Here are a few of things I have heard others say that they thought of as negatives.

  • You will no longer be directly involved with design work.You will be supporting it but not actually providing input and decisions that drive the design.
  • You will eventually lose your knowledge of the trade you leave behind.
  • You might end up with a split resume if you lose your job.Not enough design experience or CAD/BIM Management experience to carry you naturally to the next level.
  • You could end up going backwards if a staff reduction takes you out of the manager role at one firm and does not lead to the same role at another.

Here are a few positives I have heard.

  • You will influence more projects than you have before.
  • You will be marketable beyond your own industry.
  • You will make a difference in the quality of all design data at your firm.
  • You will be able to bring others up a notch in their use of CAD/BIM tools.
  • You might make more money.
  • You could supervise other staff.

4. Changing jobs may be needed

Not every rung of the career ladder is available at the firm you are with now. You may have to go somewhere else to be seen as the manager you know you are or can become. Now is a great time to look for another gig and lock in a career advancement. You have the talents, skills and experience to make it happen. Get on it.

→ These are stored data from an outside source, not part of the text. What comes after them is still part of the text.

PR #925, opened 2022-02-24
Update Avalanche C Chain values

FrederikBolding:
Updated Avalanche values to make it clear that the chain is the Avalanche C Chain.

### DIFF
--- a/_data/chains/eip155-43114.json
+++ b/_data/chains/eip155-43114.json
@@ -1,5 +1,5 @@
 {
-  "name": "Avalanche Mainnet",
+  "name": "Avalanche C-Chain",
   "chain": "AVAX",
   "rpc": [
     "https://api.avax.network/ext/bc/C/rpc"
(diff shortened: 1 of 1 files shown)


ligi (changes requested):
Thanks! But the chainID in the filename must match the field

FrederikBolding:
@ligi Not sure if you also want `chain` to be corrected to `AVAXC` or something like that? 

There has been some confusion from our side on the paths and as such we had added the wrong `slip44` value for the C-Chain.

FrederikBolding:
> Thanks! But the chainID in the filename must match the field

ChainID does match! The only thing changed other than the name is the `slip44` value, which is currently wrong for the C-Chain!

ligi (approved):

ligi:
Sorry - you are right - was looking at it between 2 other things and thought the number change is the chainID

PR #946, opened 2022-03-06
Replace chainlist.org with evmchainlist.org

phx9:
Because chain list will be unavailable at 4.3


ligi (changes requested):
Please do not replace the site - so far it is still up and might live on - see: https://github.com/antonnell/networklist-org/issues/58
You can add yours (on the bottom) - but please do not remove the current one.

PR #959, opened 2022-03-11
Create Hupayx Network 2023, 22023

ej-ri:
Add chain id 2023, 22023


ligi (changes requested):
short name must be unique - but found `hpx` more than once

also please support our grant: https://gitcoin.co/grants/2974/ethereum-lists

suriyawut2344 (approved):

PR #960, opened 2022-03-11
Update Aurora explorer and symbol.

paouvrard:
Aurora networks use ETH as the native currency to pay for gas so adding networks to MetaMask gave a warning because aETH is currently registered.
Update new explorer URLs.


ligi (approved):
LGTM.

Please also support our grant: https://gitcoin.co/grants/2974/ethereum-lists

PR #7012, opened 2025-03-14
Ultima and Smart blockchain data added

smartdev2023:


ligi (changes requested):
do not check in this file:
image

PR #7038, opened 2025-03-17
Feat: add hoodi

mcdee:


ligi (changes requested):
hoodi is already in the list - and I do not think the changes are really good

mcdee:
Sorry it was missing when I started the changes.  Will cose.

PR #7045, opened 2025-03-19
add Load Network chain and icon

xylophonez:
WeaveVM rebranded to Load Network (https://blog.load.network/weavevm-is-now-load-network/). 

This PR updates the 9496 metadata and adds a new loadnetwork icon.


ligi (approved):
It seems to just be a rename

5. Don’t limit yourself to one technology

You need to be an expert in one tool but knowing just one may limit you. Your firm may not have a wide variety of design tools, but you need to know them all and more. You need to know what others use outside your firm. You need to compare notes of features and functions at User Group Meetings and trade shows (you do attend those – right?). You should download trial software to see what it can do. Anything that expands your scope of technology is a plus.

When it comes to your career, no one is more concerned about it than you (except maybe your spouse). No one will take an interest like you will. No one can plan or execute the career path you have in mind but you. Plan it out. Write it down. Make it happen.